Федор Юрьевич Потанин, пятнадцати с половиной лет, учащийся первого курса местного СПТУ, проживал в самом конце довольно протяженной Южной улицы вместе с дедом, Михаилом Тимофеевичем, бывшим работником леспромхоза, а ныне пенсионером. От места ночного происшествия было километра полтора, а то и больше.

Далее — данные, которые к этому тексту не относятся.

PR #56, opened 2021-03-30
Preliminary addition of `credProtect` support

ericmarkmartin:
This pull request allows sending of the `credProtect` extension down to the client and deserializing the `credProtect` outputs the client gives back.


examples/tide/actors.rs
```diff
@@ -132,21 +132,24 @@ impl WebauthnActor {
...
-                    Ok(())
-                }
-                None => {
-                    // Invalid state but not end of world ...
-                    Err(())
-                }
-            };
-            ()
-        });
+        let r = self
```
ericmarkmartin, line 135: Surprised `cargo-fmt` didn't hit this already

src/core.rs
```diff
@@ -371,10 +373,12 @@ impl<T> Webauthn<T> {
         // TODO: Today we send NO EXTENSIONS, so we'll never have a case where the extensions
         // are present! But because extensions are possible from the config we WILL need to manage
         // this situation eventually!!!
+
         match &data.attestation_object.auth_data.extensions {
             Some(_ex) => {
                 // We don't know how to handle client extensions yet!!!
-                return Err(WebauthnError::InvalidExtensions);
+                println!("ext: {:?}", _ex);
+                // return Err(WebauthnError::InvalidExtensions);
```
ericmarkmartin, line 381: Level 2 doesn't want us to reject all unsolicited or invalid extensions by default anymore. Should we be doing anything else here (left the print and comment as a reminder to myself).

src/core.rs
```diff
@@ -674,7 +683,7 @@ impl<T> Webauthn<T> {
     pub fn generate_challenge_authenticate_extensions(
         &self,
         creds: Vec<Credential>,
-        extensions: Option<JSONExtensions>
+        extensions: Option<JSONExtensions>,
```
ericmarkmartin, line 686: Should this also be of the new extensions input type? It wasn't super clear to me if there should be different extension types for different parts of the protocol.

src/core.rs
```diff
@@ -911,7 +920,7 @@ pub trait WebauthnConfig {
     /// 15. If validation is successful, obtain a list of acceptable trust anchors (attestation
     /// root certificates or ECDAA-Issuer public keys) for that attestation type and attestation
     /// statement format fmt, from a trusted source or from policy. For example, the FIDO Metadata
-    /// Service [FIDOMetadataService] provides one way to obtain such information, using the
+    /// Service \[FIDOMetadataService\] provides one way to obtain such information, using the
```
ericmarkmartin, line 923: Doc generator yelled at me without escaping these

src/core.rs
```diff
@@ -937,6 +946,23 @@ pub trait WebauthnConfig {
...
+    ///
+    /// 17: Verify that the values of the client extension outputs in
+    /// clientExtensionResults and the authenticator extension outputs in the
+    /// extensions in authData are as expected, considering the client extension
+    /// input values that were given in options.extensions and any specific
+    /// policy of the Relying Party regarding unsolicited extensions, i.e.,
+    /// those that were not specified as part of options.extensions. In the
+    /// general case, the meaning of "are as expected" is specific to the
+    /// Relying Party and which extensions are in use.
+    fn reject_unsolicited_extensions() -> bool {
```
ericmarkmartin, line 963: Haven't done anything with this—but curious what you think of it as a matter of API

src/proto.rs
```diff
@@ -340,6 +341,95 @@ pub struct AllowCredentials {
...
+    UserVerificationRequired = 0x3,
+}
+
+impl TryFrom<u8> for CredentialProtectionPolicy {
+    type Error = &'static str;
+
+    fn try_from(v: u8) -> Result<Self, Self::Error> {
+        use CredentialProtectionPolicy::*;
+        match v {
+            0x1 => Ok(UserVerificationOptional),
```
ericmarkmartin, line 369: I need to add a test here because this conversion isn't tightly bound to the actual enum values.

src/proto.rs
```diff
@@ -540,21 +630,21 @@ impl Into<web_sys::CredentialRequestOptions> for RequestChallengeResponse {
                     &obj,
                     &JsValue::from("type"),
                     &JsValue::from_str(ac.type_.as_str()),
-                );
+                ).unwrap();
```
ericmarkmartin, line 633: Got warnings about unused result here (and below)

src/proto.rs
```diff
@@ -652,43 +743,43 @@ pub struct AuthenticatorData {
...
-            .map(|v| cbor_try_bytes!(v).ok())
-            .flatten()
-            .map(|v| v.as_slice())
-    }
-}
+    pub(crate) extensions: Option<AuthenticatorExtensionsClientOutputs>,
+    // pub(crate) extensions: Option<serde_cbor::Value>,
+}
+
+// impl AuthenticatorData {
```
ericmarkmartin, line 750: Not sure that we need this anymore, but wasn't sure about its original motivation

src/proto.rs
```diff
@@ -652,43 +743,43 @@ pub struct AuthenticatorData {
...
 
-    // Now re-encode it to find the length ... yuk.
-    let encoded = serde_cbor::to_vec(&v)
-        .map_err(|_| nom::Err::Failure(nom::Context::Code(i, nom::ErrorKind::Custom(2))))?;
-    // Finally we know the cred len
-    let cred_len = encoded.len();
+    let len = deserializer.byte_offset();
 
-    Ok((&i[cred_len..], v))
+    Ok((&i[len..], v))
```
ericmarkmartin, line 772: Renamed from `cred_len` as it no longer only parser credentials

src/proto.rs
```diff
@@ -1631,4 +1723,20 @@ mod tests {
         let tpmt_sig = TpmtSignature::try_from(data.as_slice()).unwrap();
         println!("{:?}", tpmt_sig);
     }
+
+    #[test]
```
ericmarkmartin, line 1727: I'm planning on adding some more tests--this is just a start

src/proto.rs
```diff
@@ -652,43 +743,22 @@ pub struct AuthenticatorData {
     /// The optional attestation.
     pub(crate) acd: Option<AttestedCredentialData>,
     /// Extensions supplied by the device.
-    pub(crate) extensions: Option<serde_cbor::Value>,
-}
-
-impl AuthenticatorData {
```
ericmarkmartin, line 658: I don't think we need this anymore, but wasn't sure what it's original motivation was

examples/tide/actors.rs
Firstyear: I am testing with 1.46, and cargo fmt changes with different versions.

src/proto.rs
```diff
@@ -340,6 +341,95 @@ pub struct AllowCredentials {
...
+    #[serde(skip_serializing_if = "Option::is_none")]
+    pub enforce_credential_protection_policy: Option<bool>,
+}
+
+/// Extension option inputs for [PublicKeyCredentialCreationOptions]
+#[derive(Debug, Serialize, Clone, Deserialize)]
+pub struct AuthenticatorExtensionsClientInputs {
+    /// The credProtect extension
+    #[serde(flatten)]
+    pub cred_protect: Option<CredProtectExtensionClientInput>,
```
Firstyear, line 422: I think this should be Option<Box<Cred...>> because else this struct could get pretty large. See what clippy says I guess ....

src/proto.rs
```diff
@@ -340,6 +341,95 @@ pub struct AllowCredentials {
...
+    /// Whether it is better for the authenticator to fail to create a
+    /// credential rather than ignore the protection policy
+    /// If no value is provided, the client treats it as `false`.
+    #[serde(skip_serializing_if = "Option::is_none")]
+    pub enforce_credential_protection_policy: Option<bool>,
+}
+
+/// Extension option inputs for [PublicKeyCredentialCreationOptions]
+#[derive(Debug, Serialize, Clone, Deserialize)]
+pub struct AuthenticatorExtensionsClientInputs {
```
Firstyear, line 419: This type will likely need a AuthenticatorExtensionsBuilder to make it easier for people to create this in their implementations.

src/core.rs
Firstyear: I think it should be different to indicate that the extensions may only be valid in registration or assertion contexts yes.

Firstyear (changes requested):
Just waiting on the other tests I think but it looks good!

src/core.rs
ericmarkmartin: Right--are you okay with escaping it like this?

src/core.rs
ericmarkmartin: And if we do know the extension?

src/proto.rs
ericmarkmartin: I'll see what it says. It's also worth noting that we could remove the option at the top level here and just have extensions implement default. 

I chose the option instead for size and potential ease of use, but curious what you think.

src/core.rs
ericmarkmartin: We haven't implemented extensions for authentication, so are we good leaving this as `Option<JSONExtensions>`

src/proto.rs
ericmarkmartin: Clippy doesn't seem to mind.

src/core.rs
Firstyear: The key word is unsolicited. If we are able to parse and handle it, even if unsolicited, we can't reject it.

src/core.rs
Firstyear: we should rename it to be something clearer like `Option<RequestAssertionExtension>`. At the same time we probably want to make a similar name change for `Option<RequestRegistrationExtension>`.

src/core.rs
Firstyear: Yep

src/proto.rs
Firstyear: Cool, in that case lets leave it for now.

Firstyear (changes requested):

src/core.rs
ericmarkmartin: What is `Option<RequestRegistrationExtension>`?

Firstyear: Rename `extensions: Option<AuthenticatorExtensionsClientInputs>,` to `Option<RequestRegistrationExtension>` is what I mean.

src/core.rs
ericmarkmartin: Okay so ignore unknown extensions, and parse known ones. I can also add a field in the extensions output struct that picks up any other extension values so webauthn-rs clients can handle stuff we don't yet support, though perhaps you would prefer people not leaning on that

src/core.rs
ericmarkmartin: Okay. Do you think there might be a better word than `Request`? I worry a bit because although from the RP's (and thus `webauthn-rs`'s) perspective this is like a "request" we send to the client, it is technically a "response" in the world of http(s).

ericmarkmartin: Perhaps `RegistrationExtensionInputs`s? I'll also note in case it wasn't clear that I got the name `AuthenticatorExtensionsClientInputs` from the spec.

ericmarkmartin: Also not to get too fussy but could singularizing extensions to extension perhaps confuse users who think that the struct will be the input data for a single extension?

Firstyear: I'd say that the terminology used in the Webauthn spec is "a hot mess" at best, and generally incomprehensible to most people (sometimes even leading to security issues but you know ... ). So sometimes it can be best to avoid it, and to use human accessible names, and just put in our code documentation that "this is the X term from the webauthn spec".

Anyway, the reason I said Option<RequestRegistrationExtensions> is because "we are requesting these extensions to be added by the client when it signs this registration". So I think from that direction the term Request here makes sense. 

Alternately, just "RegistrationExtensions" would work too.

Also yes, it should be plural, I think I mistyped.

ericmarkmartin: Ah, I see. Then what would you suggest naming the outputs struct? `RegistrationExtensionsOutput`?

Firstyear: SignedRegistrationExtensions?
RegistrationExtensionsResponse?
FlargbolAbloby?

ericmarkmartin: I like that last one XD

Firstyear: Yolo it to production then :D 

More seriously, I think SignedRegistrationExtensions is the best here, because it indicates clearly that it's different, and that they can be trusted by the RP.

ericmarkmartin: Sounds good—I guess we'd just need to be careful that we never spit that struct back out at a user until we've actually validated the signature

Firstyear: We would only return this as part of attested credential data after a full and complete verification through our code anyway, so I think that this is fine.

Firstyear: Also, since this is still 0.3 alpha, worst case we can rename it anyway because we can still make breaking changes. 

I'd actually like to merge this today as I want to work on some other changes of the api today/tomorrow, so did you want to do the tests in a second pr?

ericmarkmartin: Sounds good. I'll push the renaming changes and PR the tests later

Старый бревенчатый дом-пятистенок с крытой серебристой дранкой крышей, кое-где залатанной толем, серый забор, покосившаяся дощатая сараюха. Как водится, огород. Никаких парников — картошка, морковка, свекла… немного лука. За огородом — банька по-черному, у калитки — будка с сидящим на цепи псом — пегим кобельком довольно мирного вида. Колодец… и прислоненный к нему худосочный мопедик «ЗИФ» — с велосипедным седлом, тоненькими колесиками, багажником и поржавевшей фарой.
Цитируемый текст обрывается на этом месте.